// the find
opendatacube/datacube-core
Open Data Cube analyses continental scale Earth Observation data through time
Open Data Cube is a Python framework for indexing, cataloging, and loading continental-scale Earth observation raster data (Landsat, Sentinel, MODIS, etc.) against a PostGIS/PostgreSQL backend. It abstracts the metadata catalog, spatial indexing, and gridded loading into a single API, returning xarray Datasets aligned to a common grid. Aimed at national agencies, research institutions, and anyone doing time-series satellite analysis at scale.

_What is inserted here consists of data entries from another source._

PR #4675, opened 2019-08-02
Add new rhel8 aux gpg pubkey

ggbecker:
#### Description:

-  Add check for auxiliary rpm gpg key on RHEL8.

The auxiliary key is different from the one used in RHEL7 and therefore
has different version+release.

Also added a couple of test scenarios so it can be easily tested.

There might be different ways on how to implement the check, it could be handle at platform level, for example testing if the product is RHEL7 or RHEL8 and so on. I open to suggestions on improving the OVAL check.

#### Rationale:

- RHEL8 auxiliary key is different from the one used in RHEL7

### DIFF
--- a/linux_os/guide/system/software/updating/ensure_redhat_gpgkey_installed/oval/shared.xml
+++ b/linux_os/guide/system/software/updating/ensure_redhat_gpgkey_installed/oval/shared.xml
@@ -19,8 +19,12 @@
         </criteria>
         <criterion comment="package gpg-pubkey-fd431d51-4ae0493b is installed"
         test_ref="test_package_gpgkey-fd431d51-4ae0493b_installed" />
-        <criterion comment="package gpg-pubkey-2fa658e0-45700c69 is installed"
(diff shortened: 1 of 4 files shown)


yuumasato:
Ack.

@ggbecker A way to make the check simpler is to separate the key data from the logic.
Fedora check is like this, and the [macros](https://github.com/ComplianceAsCode/content/blob/9a5bf1ee098d78b0f495ab8e38cac77984508647/linux_os/guide/system/software/updating/ensure_fedora_gpgkey_installed/oval/shared.xml#L1) can be reused:
Check [logic](https://github.com/ComplianceAsCode/content/blob/master/linux_os/guide/system/software/updating/ensure_fedora_gpgkey_installed/oval/shared.xml) and [data](https://github.com/ComplianceAsCode/content/blob/9a5bf1ee098d78b0f495ab8e38cac77984508647/fedora/product.yml#L14).

The simplification of the check can be done in subsequent PR.

PR #4676, opened 2019-08-05
Use crypto-policies to configure RHEL8 sshd algorithms

yuumasato:
#### Description:

- In RHEL8, configure SSHD Ciphers and MACs via system-wide crypto policies

#### Rationale:

- This is inline with done in `harden_sshd_crypto_policy` #4663

### DIFF
--- a/linux_os/guide/services/ssh/ssh_server/sshd_use_approved_ciphers/rule.yml
+++ b/linux_os/guide/services/ssh/ssh_server/sshd_use_approved_ciphers/rule.yml
@@ -1,6 +1,6 @@
 documentation_complete: true
 
-prodtype: wrlinux8,wrlinux1019,rhel6,rhel7,rhel8,ol7,rhv4
+prodtype: wrlinux8,wrlinux1019,rhel6,rhel7,ol7,rhv4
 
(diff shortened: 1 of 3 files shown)


yuumasato:
See also: https://github.com/ComplianceAsCode/content/pull/3677

dahaic:
@vojtapolasek can you review this one? :)

yuumasato:
> Seems like more is needed. For example, how do we ensure the running system is using the FIPS ciphers? What provides assurance sshd is using crypto-policies?

@shawndwells I'm not sure what kind of assurance you are looking for.
I would say that setting a crypto-policy is very similar to setting a config file. In both cases, you set it, and the application will use it. It just happens that with crypto policies there is an extra layer that sets it for a bunch of libraries.

From [Chapter 3. Using system-wide cryptographic policies](https://access.redhat.com/documentation/en-us/red_hat_enterprise_linux/8/html/security_hardening/using-the-system-wide-cryptographic-policies_security-hardening):
`
Once a system-wide policy is set up, applications in RHEL follow it and refuse to use algorithms and protocols that do not meet the policy, unless you explicitly request the application to do so.
`

matusmarhefka:
LGTM

PR #4679, opened 2019-08-05
Account for /tmp being on tmpfs in rhel8

comps:
(Same as 0296f371.)

/tmp is mounted as tmpfs by systemd (and will be explicitly remediated
anyway by the create_fstab_entry_if_needed code).

This fixes an anaconda oscap addon error/question that would stall
an automated install:

  Wrong configuration detected!
  /tmp must be on a separate partition or logical volume and has to be
  created in the partitioning layout before installation can occur with
  a security profile The installation should be aborted.
  Do you wish to continue anyway?
  Please respond 'yes' or 'no':


yuumasato:
Nice catch, thanks.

The pluggable index backend design (postgres, postgis, memory, null) is genuinely well thought out — abstract base classes in `datacube/index/abstract/` mean you can swap backends without touching analysis code. Native Dask integration in the loading layer means you get lazy, chunked loading of TB-scale datasets without changing the API call. The virtual product system (`datacube/virtual/`) lets you compose derived products (band math, masking, resampling) declaratively in YAML, which is useful when you have dozens of downstream pipelines all doing the same preprocessing. Active deployments at Digital Earth Australia and DE Africa mean the v1.9 migration path is battle-tested, not theoretical.

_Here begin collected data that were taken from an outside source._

PR #4680, opened 2019-08-06
Single rule to configure audit rules for OSPP

yuumasato:
#### Description:

- Check and remediate required audit rules for OSPP profile as a whole.
- Select `audit_rules_for_ospp` in RHEL8
- Remove individual audit rules from RHEL8 OSPP
- Select `audit_rules_for_ospp` in RHEL7
  - This may cause conflicts with #4671
- What does `audit_rules_for_ospp` do?
  - Evaluates following files `10-base-config.rules`, `11-loginuids.rules`,`30-ospp-v42.rules` and `43-module-load.rules`,  "pre-configured rules".
  - Checks compares contents from "pre-configured rules" in `/etc/audit/rules.d` to what is in `/usr/share/doc/audit-VERSION/rules`.
  - Remediation copies "pre-configured rules"  from `/usr/share/doc/audit-VERSION/rules/` to `/etc/audit/rules.d/`.

#### Rationale:

- Individually checking and remediating the audit rules is a very complex task, considering that order and file in which they are affects their order, and thus, auditing behavior.


linux_os/guide/system/auditing/policy_rules/audit_rules_for_ospp/rule.yml
```diff
@@ -0,0 +1,52 @@
+documentation_complete: true
+
+prodtype: rhel7,rhel8
+
+title: 'Configure audit according to OSPP requirements'
+
+description: |-
+    Configure audit to meet requirements for Operating System Protection Profile (OSPP) v4.2.
+
+    Audit defines groups of rules in <tt>/usr/share/doc/audit-VERSION/rules</tt> to satisifay specific policies.
```
dahaic: typo, "satisifay"

linux_os/guide/system/auditing/policy_rules/audit_rules_for_ospp/rule.yml
```diff
@@ -0,0 +1,52 @@
+documentation_complete: true
+
+prodtype: rhel7,rhel8
+
+title: 'Configure audit according to OSPP requirements'
+
+description: |-
```
dahaic: Description could use the same hash treatment of OCIL, so from it is obvious what is expected. Even better would be version, but those files in audit package are not internally versioned, so we have to go with the hash for now.

linux_os/guide/system/auditing/policy_rules/audit_rules_for_ospp/bash/shared.sh
```diff
@@ -0,0 +1,310 @@
+# platform = Red Hat Enterprise Linux 7,Red Hat Enterprise Linux 8
+
+# let's start with a clean slate
+rm -f /etc/audit/rules.d/*
```
dahaic: We do not preserve any customization this way, but that's fine by me. It would be unnecessarily complex otherwise.

redhatrises:
100% against this change unless this is temporary. This makes tailoring impossible now (yes people will tailor OSPP).

dahaic:
> 100% against this change unless this is temporary. This makes tailoring impossible now (yes people will tailor OSPP).

Technical complexity of "per event" audit rule granularity is overwhelming. We can take a look at the possibility to allow tailoring of the hashes, or something of that sort. But I predict we won't reimplement OSPP requirements as they are to the old supergranular approach.

shawndwells:
Absolutely not. One configuration evaluation per rule. Cannot have a massive rule that checks all the audit rules. 

A webex/video conference may be better to talk through all this. Seeing many PRs lately which will have to be removed before OSPP is acceptable.

dahaic:
> Absolutely not. One configuration evaluation per rule. Cannot have a massive rule that checks all the audit rules.
> 
> A webex/video conference may be better to talk through all this. Seeing many PRs lately which will have to be removed before OSPP is acceptable.

Truly looking forward to it. Please schedule :)

dahaic:
@shawndwells @redhatrises Would it be acceptable, if each configuration action of OSPP configuration annex would have its separate file that we would then check as a bulk, via hash? So there would be something like `30-ospp-1-all-logons.rules` `30-ospp-2-file-object-unsuccessful.rules` etc.?

linux_os/guide/system/auditing/policy_rules/audit_rules_for_ospp/rule.yml
yuumasato: Fixed.

linux_os/guide/system/auditing/policy_rules/audit_rules_for_ospp/bash/shared.sh
```diff
@@ -0,0 +1,310 @@
...
+
+{{% if product == "rhel8" %}}
+# This is needed for RHEL8 until the file is updated
```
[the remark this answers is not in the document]
yuumasato: I have extended the comment to RHEL7 as well.

linux_os/guide/system/auditing/policy_rules/audit_rules_for_ospp/bash/shared.sh
yuumasato: Remediation doesn't remove everything now. There is no strict need for this. Other audit rules can co-exist with OSPP audit rules.

yuumasato:
> This makes tailoring impossible now (yes people will tailor OSPP).

Tailoring can be to remove `audit_rules_for_ospp`, and add the individual rules.
There could be a sample tailoring file with individual audit rules selected.

> @shawndwells @redhatrises Would it be acceptable, if each configuration action of OSPP configuration annex would have its separate file that we would then check as a bulk, via hash? So there would be something like `30-ospp-1-all-logons.rules` `30-ospp-2-file-object-unsuccessful.rules` etc.?

This would be similar to what #4668 is doing.

shawndwells:
On 8/7/19 6:42 AM, Watson Yuuma Sato wrote:
> +description: |-
> +    Configure audit to meet requirements for Operating System Protection Profile (OSPP) v4.2.


OSPP 4.2.1 was released. Has this PR been updated/reviewed against the 
now-current version?

Not sure if anything changed, but if the content aligns with 4.2.1, we 
should bump the version number in the description.

yuumasato:
Quoting our SME, from 4.2 to 4.2.1 there are no differences in auditing requirements.

yuumasato:
Hello @shawndwells 

As we had discussed last week splitting the audit rules according to NIAP's OSPP Configuration Annex seems reasonable:
- Audit All Logons (Success/Failure) and Logoffs (Successful)
- Audit File and Object Events (Unsuccessful)
- Audit User and Group Management Events (Success/Failure)
- Audit Privilege or Role Escalation Events (Success/Failure)
- Audit All Audit and Log Data Accesses (Success/Failure)
- Audit Cryptographic Verification of Software (Success/Failure)
- Audit Program Initiations (Success/Failure)
- Audit System Reboot, Restart, and Shutdown Events (Success/Failure)
- Audit Kernel Module Loading and Unloading Events (Success/Failure)

Each item above would have a rule for successful and unsuccessful events. That would mean around 18 rules to cover audit rules in OSPP profile.
I believe this will be a good step in granularity, improving manageability while maintaining reasonable control over the rules.

Upstream audit also plans to make similar steps and we can plan with them how to split the pre-configured audit rules for OSPP, and how we can use them for check and remediation.

Unfortunately this move will take time, and will have to be planned for next RHEL release.

We are in need of a rule to check audit rules for OSPP , so I'd like to push for this rule for now.
It can be dropped when file 30-ospp-v42.rules is split according to NIAPs configuration requirements.

yuumasato:
> For example, the kernel module and file watches should remain independent checks.

Sure, as an unreviewed  *draft* **preliminary** things could be broken down into:

- Audit All Logons (Success/Failure) and Logoffs (Successful)
  - Handled by pam
- Audit File and Object Events (Unsuccessful)
  - 30-ospp-v42.rules in:
    - unsuccessful-create
    - unsuccessful-modification
    - unsuccessful-access
    - unsuccessful-delete
    - unsuccessful-perm-change
- Audit User and Group Management Events (Success/Failure)
  - 30-ospp-v42.rules, in:
    - user-modify
    - group-modify keys
- Audit Privilege or Role Escalation Events (Success/Failure)
  - Handled by pam
- Audit All Audit and Log Data Accesses (Success/Failure)
- 30-ospp-v42.rules, in:
    - audit-trail
- Audit Cryptographic Verification of Software (Success/Failure)
  - Handled by rpm
- Audit Program Initiations (Success/Failure)
  - Handled by fapolicyd
- Audit System Reboot, Restart, and Shutdown Events (Success/Failure)
  - Handled by systemd
- Audit Kernel Module Loading and Unloading Events (Success/Failure)
  - 43-module-load.rules

> How do we break this apart to only check things that are dependent on order?

The critical ones *will* **probably** fall together in `Audit File and Object Events (Unsuccessful)`. So if they are treated together as a whole block, problem solved! :)

But I don't see these changes as part of this PR.

linux_os/guide/system/auditing/policy_rules/audit_rules_for_ospp/rule.yml
yuumasato: Now, description doesn't mention hashes. It suggests to remediate by copy the pre-configured audit rules from `/usr/share/doc/audit/rules/`. And to check by using diff command.

adelton:
Could you please rebase on the latest master?

yuumasato:
I have completely changed approach from using file hashes to actually comparing the file contents.
The remediation will not dump `30-ospp-v42.rule` into `/etc/audit/rules.d`, it will copy from `/usr/share/docs/audit-VERSION/rules/`.

adelton:
> it will copy from `/usr/share/docs/audit-VERSION/rules/`.

On RHEL 8, the directory name is `/usr/share/doc/audit/rules/`, without the version element. Is that different on RHEL 7?

yuumasato:
> Is that different on RHEL 7?

Yes, RHEL 7 has versioned docs dir.

dahaic:
Thank you @yuumasato ! I know this has been painful road, but it's finally ready to be merged. Looking forward to the next generation check, utilizing new Audit split (when it gets available).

The two-database-driver situation (postgres vs. postgis) is a real headache — the legacy `postgres` driver is still present and partially supported, which means docs and examples sometimes point at the wrong one. Setup friction is high: you need Conda/Mamba, PostGIS, the GDAL stack, and indexed product definitions before you can load a single pixel; there's no quick-start that actually works end-to-end. The metadata type / product type / dataset distinction trips up every new user and the YAML schema is underdocumented relative to how load-bearing it is. STAC support exists (`_stacconverter.py`) but it's clearly bolted on rather than first-class, so if your data pipeline starts from a STAC catalog you'll be fighting the impedance mismatch.